Accordingly, the purpose of this study was to confirm the results of the numerical model published by Le et al. [15]. The validation of the analyzed numerical model was carried out using an experimental setup that was built similarly to theirs. In this study, eleven experimental setups were built to investigate. Among them, the experimental results from case 1–8 were the first to be compared to those of Le et al. [15], specifically the temperature fields of the liquid in the helically coiled tubes (HCTs) and fish tank, heat transfer rates, and thermal efficiency of the HCHE model. Three additional cases (from case 9–11) were studied further and compared to the analyzed numerical model to investigate the transient discharging energy efficiency of the TES tank. This study considered three temperature levels—namely, 65–75 °C, 71–81 °C, and 81–87 °C—with a mass flow rate of 0.166 kg/s.

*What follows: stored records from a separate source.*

PR #694, opened 2020-05-07
Replace AppVeyor/Travis by GitHub Actions

scribam:
Example on my fork (with ccache enabled): https://github.com/scribam/Vita3K/actions/runs/99061727

### DIFF
--- a/.github/workflows/c-cpp.yml
+++ b/.github/workflows/c-cpp.yml
@@ -1,0 +1,64 @@
+name: C/C++ CI
+
+on: [push, pull_request]
+
+jobs:
+  build:
+    runs-on: ${{ matrix.os }}
+
+    strategy:
+      fail-fast: false
+      matrix:
+        os: [macos-latest, ubuntu-latest, windows-latest]
+        config: [Release]
+
+    steps:
+      - name: Set up build environment (macos-latest)
+        run: |
+          brew install ccache boost
+          echo "::add-path::/usr/local/opt/ccache/libexec"
+          echo "::set-env name=CCACHE_DIR::/tmp/ccache"
+        if: matrix.os == 'macos-latest'
+
+      - name: Set up build environment (ubuntu-latest)
+        run: |
+          sudo apt-get update
+          sudo apt-get -y install ccache libboost-filesystem-dev libboost-program-options-dev libboost-system-dev libgtk-3-dev libsdl2-dev
+          echo "::set-env name=CCACHE_DIR::/tmp/ccache"
+        if: matrix.os == 'ubuntu-latest'
+
+      - name: Set up build environment (windows-latest)
+        run: |
+          echo "::set-env name=BOOST_ROOT::$env:BOOST_ROOT_1_72_0"
+        if: matrix.os == 'windows-latest'
+
+      - uses: actions/cache@v1
+        with:
+          path: /tmp/ccache
+          key: ccache-${{ matrix.os }}-${{ matrix.config }}-${{ github.sha }}
+          restore-keys: ccache-${{ matrix.os }}-${{ matrix.config }}-
+        if: matrix.os != 'windows-latest'
+
+      - uses: actions/checkout@v2
+        with:
+          fetch-depth: 0
+          submodules: recursive
+
+      - name: CMake configure
+        run: cmake -B build -DCI=ON -DCMAKE_BUILD_TYPE=${{ matrix.config }}
+
+      - name: CMake build
+        run: cmake --build build --config ${{ matrix.config }} --parallel 2
+
+      - name: CTest
+        working-directory: build
+        run: ctest --build-config ${{ matrix.config }} --output-on-failure --parallel 2
+
+      - name: Compute git short sha
+        id: git_short_sha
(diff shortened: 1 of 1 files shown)


KorewaWatchful:
woah

1whatleytay:
zxsfsdfdsf
Appveyor does not approve XD

I think this is a good idea. Not sure if we're paying appveyor/travis anything right now, but I'm glad github actions is free (I think).

.github/workflows/c-cpp.yml
```diff
@@ -0,0 +1,60 @@
...
+    strategy:
+      fail-fast: false
+      matrix:
+        os: [macos-latest, ubuntu-latest, windows-latest]
+        config: [Release]
+
+    steps:
+      - name: Set up build environment (macos-latest)
+        run: |
+          brew install ccache boost
```
ichisadashioko, line 18: Should we use pre-built `boost`? Someone could break local `boost` or use some `boost` features that haven't beed added to `ext-boost` and CI will ignore it. 🙈

.github/workflows/c-cpp.yml
```diff
@@ -0,0 +1,60 @@
...
+      - uses: actions/checkout@v2
+        with:
+          fetch-depth: 0
+          submodules: recursive
+
+      - name: CMake configure
+        run: cmake -B build -DCI=ON -DCMAKE_BUILD_TYPE=${{ matrix.config }}
+
+      - name: CMake build
+        run: cmake --build build --config ${{ matrix.config }} --parallel 2
```
Margen67, line 51: Why not use `j` instead of `parallel`?

ichisadashioko: Does Github Action have cross-platforms `nproc`? This will reduce build time significantly.

ichisadashioko: Now, I know why those builds took forever to complete on CI.

scribam: @Margen67 `parallel` and `j` are the same. Source: https://cmake.org/cmake/help/latest/manual/cmake.1.html

@ichisadashioko As far as I know, GitHub Actions don't have cross-platform `nproc`. I an using the value "2" because it is the number of cpu available. Source: https://help.github.com/en/actions/reference/virtual-environments-for-github-hosted-runners#supported-runners-and-hardware-resources

.github/workflows/c-cpp.yml
scribam: Or should we have builds with pre-built `boost` and others without to cover all cases? Currently, I think only the macOS builds on Travis use `boost` from the submodule.

ichisadashioko: What should we do about pre-built binaries @1whatleytay ?

.github/workflows/c-cpp.yml
Margen67: > 
> 
> @Margen67 `parallel` and `j` are the same. Source: https://cmake.org/cmake/help/latest/manual/cmake.1.html
> 
> @ichisadashioko As far as I know, GitHub Actions don't have cross-platform `nproc`. I am using the value "2" because it is the number of cpu available. Source: https://help.github.com/en/actions/reference/virtual-environments-for-github-hosted-runners#supported-runners-and-hardware-resources

For Windows there's an environment variable: `NUMBER_OF_PROCESSORS`
For macOS you can do use this (or a similar) command: `sysctl hw.ncpu`

ichisadashioko: Yeah, but Github Action uses the same command for all OSs.

1whatleytay:
Will deployment be an issue?

scribam:
All generated artifacts will be visible on GitHub Actions. If you go there (https://github.com/scribam/Vita3K/actions/runs/99061727), you can see 3 artifacts, one for each OS. Let me know if it fits your needs.
This will also mean no more tags or releases like it is currently done at each merge/push to master

.github/workflows/c-cpp.yml
```diff
@@ -0,0 +1,60 @@
...
+
+      - name: CTest
+        working-directory: build
+        run: ctest --build-config ${{ matrix.config }} --output-on-failure --parallel 2
+
+      - uses: actions/upload-artifact@v2
+        with:
+          name: vita3k-${{ github.sha }}-${{ matrix.os }}
```
ichisadashioko, line 59: We should shorten the hash. This is too long and I have no idea how to do it because some nasty OS-specific command.

Margen67: `git rev-parse --short HEAD`?

scribam: Done

ichisadashioko:
We can keep both CI systems together. That will let maintainers decide when to deprecate one and update the release pipeline.

Margen67:
> 
> 
> We can keep both CI systems together. That will let maintainers decide when to deprecate one and update the release pipeline.

Travis is on an outdated version of macOS: #660

scribam:
Fine to me, AppVeyor and Travis restored

ichisadashioko:
LGTM

PR #700, opened 2020-05-12
gui: Add missing PopStyleColor

scribam:
The number of PopStyleColor calls must match the number of PushStyleColor calls. It triggers an assert from ImGui when it is not the case on a debug build.


Zangetsu38:
Are you sur ?  I have not see this problème and i have good set it normally

Zangetsu38:
i see just here lol, why i have forget one 🤦

Zangetsu38:
@scribam you can close it now, sorry for disturb, i have open my proper pr for fix it with fix also text size on app list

Before carrying out the numerical simulation for the three additional cases, the cases’ experimental modes were validated.

The remainder of this paper is organized as follows. In Section 2, we introduce the experimental setups for the heat exchanger model in the fish tank. This is followed by a description of the operating conditions, three additional cases, and the methodology used. The next section presents the experimental results and compares them with those of the available numerical results. Finally, the conclusions and directions for further research are summarized.

2. Numerical Modelling

Three additional cases (9–11) were studied further to investigate the transient discharging energy efficiency of the TES tank. Before performing the numerical simulation, the experimental modes were validated. To simulate cases 9–11, the simulation model, numerical solution method, boundary conditions, and mesh result were used, which was similar to a previous report [15].

2.1. Simulation Model

The 3D model and schematic of the HCT inside the fish tank are shown in Figure 1. The geometric dimensions of the HCT are listed in

Table 1. Geometry dimension of the HCT [15].

Parameter	Value
Coils diameter, D (m)	2.1
Tube inner diameter, do (mm)	20
Tube outer diameter, di (mm)	19.4
Tube pitch, P (mm)	130
Curvature ratio, δ (do/D)	0.0095
Number of turns, N	5
Tube length, L (m)	34

. In this model, the geometry of the tank and HCT were created in Solid Edge, and the mesh was created using the FLUENT 17 package of ANSYS ICEM CFD. The model volume was 3.4 m³ (0.75 m height × 2.4 m diameter; volume = 0.75 × 3.14 × (1.2)² = 3.4 m³), and this configuration was similar to that of the actual fish tank in the RAS.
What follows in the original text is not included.